A Panorama of Spirit

The Rocky Mountains are my favorite range, its peaks and accompanying valleys never fail to fill me with awe, and have done so for as long as I can remember. The Rockies are the panorama of my spirit.


Nevertheless, I left the Rocky Mountains in my late twenties after a decade of living along the Front Range, a decision driven by my desire to escape from the circumstances surrounding a bad marriage's end. But, even though I then built a wonderful life in Maine, filled with good friends enjoyable activities, and steady work, I missed the West and Colorado terribly. Thus it was that four years later, I returned to Colorado with a dream and high hopes. That dream took me to one of my favorite places: Cripple Creek. To my mind, it's not the most fetching of towns--too exposed and spare of trees for my personal preference, sitting in an ancient caldera and stripped of forest by decades of miners--but there's an intangible something that pulls me in whenever I'm there. Maybe a past life?  
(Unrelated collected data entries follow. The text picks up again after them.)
PR #21, opened 2025-02-20
feat(flink): create filter step

### LINKED ISSUE #19: Build filter primitive
We have a map primitive
https://github.com/getsentry/streams/blob/main/py/sentry_streams/pipeline.py#L108-L118

Let's build a filter that either send a message through or ignores it.

bmckerry:
This PR adds a filter step to our Flink Adapter.

Closes #19


py/sentry_streams/pipeline.py
```diff
@@ -116,3 +117,15 @@ class Map(WithInput):
...
+
+@dataclass
+class Filter(WithInput):
+    """
+    A simple Filter, taking a single input and either returning it or None as output
+    """
+
+    # TODO: Support a reference to a function (Callable)
+    # instead of a raw string
+    function: str
```
ayirr7, line 130: I've made this change in the Reduce PR, but we can implement this TODO in this PR. https://github.com/getsentry/streams/pull/18/files#diff-5585b877c5c059560f53faffa7afaaf02a1d1ec107b0e968367cb7a4afcb1721R19

We can make both the Map and Filter step take a Callable type (a reference to the actual function) instead of a import path string. 

So the user will just import their actual function in `example_config.py` and call it there

py/sentry_streams/flink/flink_adapter.py
```diff
@@ -28,6 +29,27 @@ def __init__(self, config: MutableMapping[str, Any], env: StreamExecutionEnviron
         self.environment_config = config
         self.env = env
 
+    def assert_return_type(self, function: Callable[[Any], bool], expected_type: type) -> None:
+        return_type = get_annotations(function)["return"]
+        assert (
+            return_type is expected_type
+        ), f"Filter function {function.__name__} must return a bool, got {return_type} instead"
+
+    def get_function_from_step(self, step: Step) -> Any:
```
ayirr7, line 38: Once we use function references instead of import paths in Map / Filter, we shouldn't need this logic around anymore

py/sentry_streams/flink/flink_adapter.py
```diff
@@ -28,6 +29,27 @@ def __init__(self, config: MutableMapping[str, Any], env: StreamExecutionEnviron
         self.environment_config = config
         self.env = env
 
+    def assert_return_type(self, function: Callable[[Any], bool], expected_type: type) -> None:
```
fpacifici, line 32: Not following this type hint. 
`function: Callable[[Any], bool]` means a function that must return a bool. 

If you expect any Callable here to assert, you do not need to provide the bool in the type hint.
Which makes me think: How does mypy actually type check the esages of this function? Does `self.assert_return_type(imported_fn, bool)` actually work ?

py/sentry_streams/flink/flink_adapter.py
```diff
@@ -28,6 +29,27 @@ def __init__(self, config: MutableMapping[str, Any], env: StreamExecutionEnviron
...
+        return_type = get_annotations(function)["return"]
+        assert (
+            return_type is expected_type
+        ), f"Filter function {function.__name__} must return a bool, got {return_type} instead"
+
+    def get_function_from_step(self, step: Step) -> Any:
+        assert hasattr(step, "function")
```
fpacifici, line 39: @ayirr7  I thought we had fixed this with a parent class that have `function` defined. Am I wrong ?

py/sentry_streams/sample_functions.py
fpacifici, line 1: Please let's move all the examples in a package for that.

py/tests/test_pipeline.py
fpacifici, line 1: Please let's have a unit test for the flink adapter. This test does not assert that the adapter produces the right data structure. You may see that the json produced does not mention the filter function.

py/tests/test_pipeline.py
```diff
@@ -191,12 +278,49 @@ def bad_map() -> Pipeline:
...
+        function="sentry_streams.sample_functions.EventsPipelineFunctions.wrong_type_filter",
+    )
+
+    _ = KafkaSink(
+        name="kafkasink",
+        ctx=pipeline,
+        inputs=[map],
+        logical_topic="transformed-events",
+    )
+
```
fpacifici, line 314: You do not need to parametrize the test if there is only one parameter.

fpacifici (changes requested):
Please see comments inline

py/sentry_streams/flink/flink_adapter.py
ayirr7: Separate point, but about the same function, if we decide to keep it around, can we move it to another file? 

For example, I had started a `user_functions` dir here https://github.com/getsentry/streams/pull/18/files#diff-3cd95955acd7db9b632c30d610b47cfc2f436a365faa7ee994db8d14b10f6874. Maybe we can create a similar folder and have function-related utils in another file inside.

py/sentry_streams/flink/flink_adapter.py
ayirr7: That's right, we did add it. @bmckerry can you change the `FlinkAdapter` to match the signature of the `StreamAdapter`? That way, we won't have to perform these assertions since `Map` type has `function` attribute.

ayirr7:
Just checking, did you get a chance to run the pipeline Source --> Filter --> Map --> Sink locally? e.g. using `example_config.py` and see the filtered and transformed data into the output topic?

bmckerry:
> Just checking, did you get a chance to run the pipeline Source --> Filter --> Map --> Sink locally? e.g. using example_config.py and see the filtered and transformed data inside the output Kafka topic?

Yes, I checked locally with `example_config` and the sample filter works as expected

py/sentry_streams/pipeline.py
bmckerry: I've added this for the filter step here: https://github.com/getsentry/streams/pull/21/commits/70c6e7e2603fc7f006ae51d3d222704ac1094efa

py/sentry_streams/flink/flink_adapter.py
bmckerry: I've deleted this function and moved the `assert` into the filter step since passing the function as a callable simplified things

py/sentry_streams/flink/flink_adapter.py
bmckerry: > can you change the FlinkAdapter to match the signature of the StreamAdapter?

Not sure I follow, sorry - they look to have the same signature to me (unless I'm misunderstanding)?
I'll remove the `assert` here since `Map` & `Filter` have `function` as an attribute

ayirr7: Sorry, to be a bit more specific, we want to change `step: Step` to something like `step: Map` for the map() function in the Flink Adapter. Same thing with filter(). LMK if that makes sense

py/sentry_streams/example_config.py
```diff
@@ -9,11 +16,18 @@
     logical_topic="logical-events",
 )
 
+filter = Filter(
+    name="myfilter",
+    ctx=pipeline,
+    inputs=[source],
+    function=EventsPiplineFilterFunctions.simple_filter,
```
ayirr7, line 23: nit on spelling of `Pipeline` :)

py/tests/test_pipeline.py
bmckerry: Discussed offline, we don;t have to worry about this for now

py/sentry_streams/flink/flink_adapter.py
```diff
@@ -83,3 +83,12 @@ def map(self, step: Map, stream: Any) -> Any:
 
         # TODO: Ensure output type is configurable like the schema above
         return stream.map(func=lambda msg: imported_fn(msg), output_type=Types.STRING())
+
+    def filter(self, step: Filter, stream: Any) -> Any:
+        imported_fn = step.function
+        return_type = imported_fn.__annotations__["return"]
+        assert (
+            return_type is bool
+        ), f"Filter function {imported_fn.__name__} must return a bool, got {return_type} instead"
```
fpacifici, line 92: There are two issues here.
1. If you rely on the callable, you do not need to assert the return type. You can Make the type of the function field in the `Filter` class to be a callable that return bool: `Callable[[Any], bool]`. Then the type checker will prevent a function that does not return a boolean to be here.
2. If you support the dynamic function loader (the function is a string) then you have to assert the return type but also load the module dynamically as you were doing before.

py/sentry_streams/pipeline.py
```diff
@@ -124,3 +125,13 @@ class Map(WithInput):
...
     step_type: StepType = StepType.MAP
+
+
+@dataclass
+class Filter(WithInput):
+    """
+    A simple Filter, taking a single input and either returning it or None as output
+    """
+
+    function: Callable[..., Any]
```
fpacifici, line 136: I think this is not the right type. 
1. You still need to support the string version
2. The typed versionshould be a callable that takes a single argument of type Any and returns a bool: `Callable[[Any], bool]` Otherwise the type checker will not complain against any function type provided here.

py/sentry_streams/user_functions/sample_filter.py
```diff
@@ -0,0 +1,17 @@
...
+        return True if "name" in d else False
+
+    @staticmethod
+    def wrong_type_filter(value: str) -> str:
+        # TODO: move test functions into the tests/ folder somehow
+        """
+        Filter with wrong return type, used in tests
+        """
+        d = json.loads(value)
+        return "True" if "name" in d else "False"
```
fpacifici, line 17: If your test is suppsoed to fail here you do not need to provide a body to the function: Just `pass`

py/sentry_streams/flink/flink_adapter.py
bmckerry: I'm opting to only pass the filter function as a callable instead of dynamically loading the function as it seems safer to me

fpacifici: > I'm opting to only pass the filter function as a callable instead of dynamically loading the function as it seems safer to me

If you pass only the Callable, then you have to adjust the `Map` as well as it supports both. We must be consistent.
I'd suggest you support the dynamic loader as well considering there is still debate on whether the Callable should be possible.

py/sentry_streams/user_functions/sample_filter.py
```diff
@@ -0,0 +1,16 @@
+import json
+
+
+class EventsPipelineFilterFunctions:
```
ayirr7, line 4: While we're already adding the filter functions to `user_functions` directory, can you move the `sample_map` functions into the same directory?

Then `user_functions` can be a central place (for now) where users define their custom logic.

py/sentry_streams/flink/flink_adapter.py
```diff
@@ -29,6 +29,30 @@ def __init__(self, config: MutableMapping[str, Any], env: StreamExecutionEnviron
...
+    def load_function(self, step: Step) -> Any:
+        """
+        Takes a transform step containing a function, and either returns
+        the function (if it's a Callable) or dynamically loads and returns the
+        function (if it's a path to a module).
+        """
+        # TODO: break out the dynamic loading logic into a
+        # normalization layer before the flink adapter
+        assert hasattr(step, "function"), "load_function() requires a step containing a function."
+        if isinstance(step.function, str):
```
fpacifici, line 41: Please let's not turn this back to dynamic loading.
`hasattr(step, "function")` 

There are ways to solve this with proper typing:

1. `step: Union[Map, Filter]`. This makes `step.function` statically typed.
2. Create a class on top of Fitler and Map they inherit the `function` attribute from. Then `load_function` can take an object of that type.

fpacifici (approved):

By the time I moved to Cripple Creek in 1994, a lot had changed from the days of my family vacations there (we had been visiting Colorado, regularly, since I was a toddler). It had transformed from a sleepy little relic of Gold Rush days into a chaotic harbor for limited-stakes gambling, one of three Colorado towns approved to do so in 1991. These were not places within Native American reservations, mind you; they were, rather, an experiment designed for and directed toward "boosting economies and preserving the past" -- or were supposed to be. I lived just outside of town, an adventure in and of itself, plus worked for one of the hotel and casino ventures in Cripple Creek for an exhilarating and often daunting eight months.

So what happens when gambling is made legal in a small town in the modern American West? That's just one of the questions addressed in my Chantilly Lace series of novels, the first book of which is to be released this winter. While the town of  Chantilly Lace is a synthesis of several places (some in Colorado, others around the country), Cripple Creek was definitely my initial inspiration for it.

My personal hopes and endeavors quickly fell upon hard times, not once but twice, however, those experiences have not in any way dissolved my peculiar bond with Cripple Creek or tainted my adoration for the Colorado Rockies.

Isn't it strange how a place, a particular landscape or part of the country, can keep us held in thrall no matter what the external experiences may be?